自从笪御落湖之后,她已经许久没有笑过了。
许儿比时眠高半个头,她垂眉,看见时眠的睫毛噙着水珠微微闪动,也不知道是泪水还是雨水。
时眠忽然回首:“许儿,你别离开我的视线。”
她怕一个不留神,许儿就没了。
时隔一辈子,时眠无法追究上一世杀害许儿的凶手到底是谁,这一世至此她都未发觉一星半点的端倪,除了许儿深藏在心中的那个秘密。
可是逼问许儿多次,她都不愿说。
时眠日夜难眠,一天天下来,即便衣食不缺,她也日渐消瘦。
许儿温柔的勾唇,轻轻抚了抚时眠的后脑勺:“恩,许儿定会寸步不离的守在姑娘身边的。”

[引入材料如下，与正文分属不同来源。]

PR #161, opened 2023-09-20
Reoganize repo

mistermoe:
thoughts? also we can probably change the name of this repo to just `tbdex`. and then each language implementation can be `tbdex-js` `tbdex-kt` `tbdex-COBOL` etc.


michaelneale:
I am ok with this - would love input from @angiejones or someone else too to double check it makes sense.

mistermoe:
@angiejones probably easiest to take a look at the [branch](https://github.com/TBD54566975/tbdex-protocol/tree/reorganize) directly.

Summary:
* updated main README to include a blurb about what the repo contains and a table of the current specs
* moved specs to `specs` directory where each spec has its own directory.
* each spec directory has a `README.md` which has all of ze content. went with 1 directory per spec to house additional images or whatever

michaelneale (approved):
seems an improvement to me, much nicer.

PR #704, opened 2022-06-24
Fix recursive global

wsmoses:


ZuseZ4 (approved):

vchuravy (approved):

enzyme/Enzyme/GradientUtils.cpp
```diff
@@ -4103,14 +4103,11 @@ Value *GradientUtils::invertPointerM(Value *const oval, IRBuilder<> &BuilderM,
...
-        auto ip = arg->getInitializer() ? invertPointerM(arg->getInitializer(),
-                                                         B, /*nullShadow*/ true)
-                                        : Constant::getNullValue(type);
 
-        auto rule = [&](Value *ip) {
+        auto rule = [&]() {
           auto shadow = new GlobalVariable(
               *arg->getParent(), elemTy, arg->isConstant(), arg->getLinkage(),
-              cast<Constant>(ip), arg->getName() + "_shadow", arg,
+              Constant::getNullValue(type), arg->getName() + "_shadow", arg,
```
tgymnich, line 4110: this should be `elemTy` instead of `type`, because `type` is the vectorised type in the case of vector mode.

时眠抬眉,眼中全是认真:“许儿,你在我心中,是犹如母亲一般的人。”
许儿一怔,几乎要哭出来。
她撇过头不让时眠看见她眼中泪水,她何德何能得到姑娘这般认可。
时眠杏眼下一片乌青,黑漆漆的眼眸却闪烁着刺眼的光芒。
凉风拂过,将雨水吹的破碎,打在两人的身上,许儿跨前一步帮时眠挡住吹进来的雨水:“姑娘,歇息吧。”
时眠看见她的动作,薄唇微抿:“恩。”
时眠说不让她离开自己的视线,也是这般做的。就连休息,许儿都是睡在时眠的外间。
“恩……”
许儿被时眠的轻哼吵醒,她床上衣服轻手轻脚的走进里间,时眠睡得很不安稳,又因着月事,她蜷缩着身子窝在被窝里,时不时被痛的惊颤。
许儿帮她掖了掖被角,提上灯笼走出房间。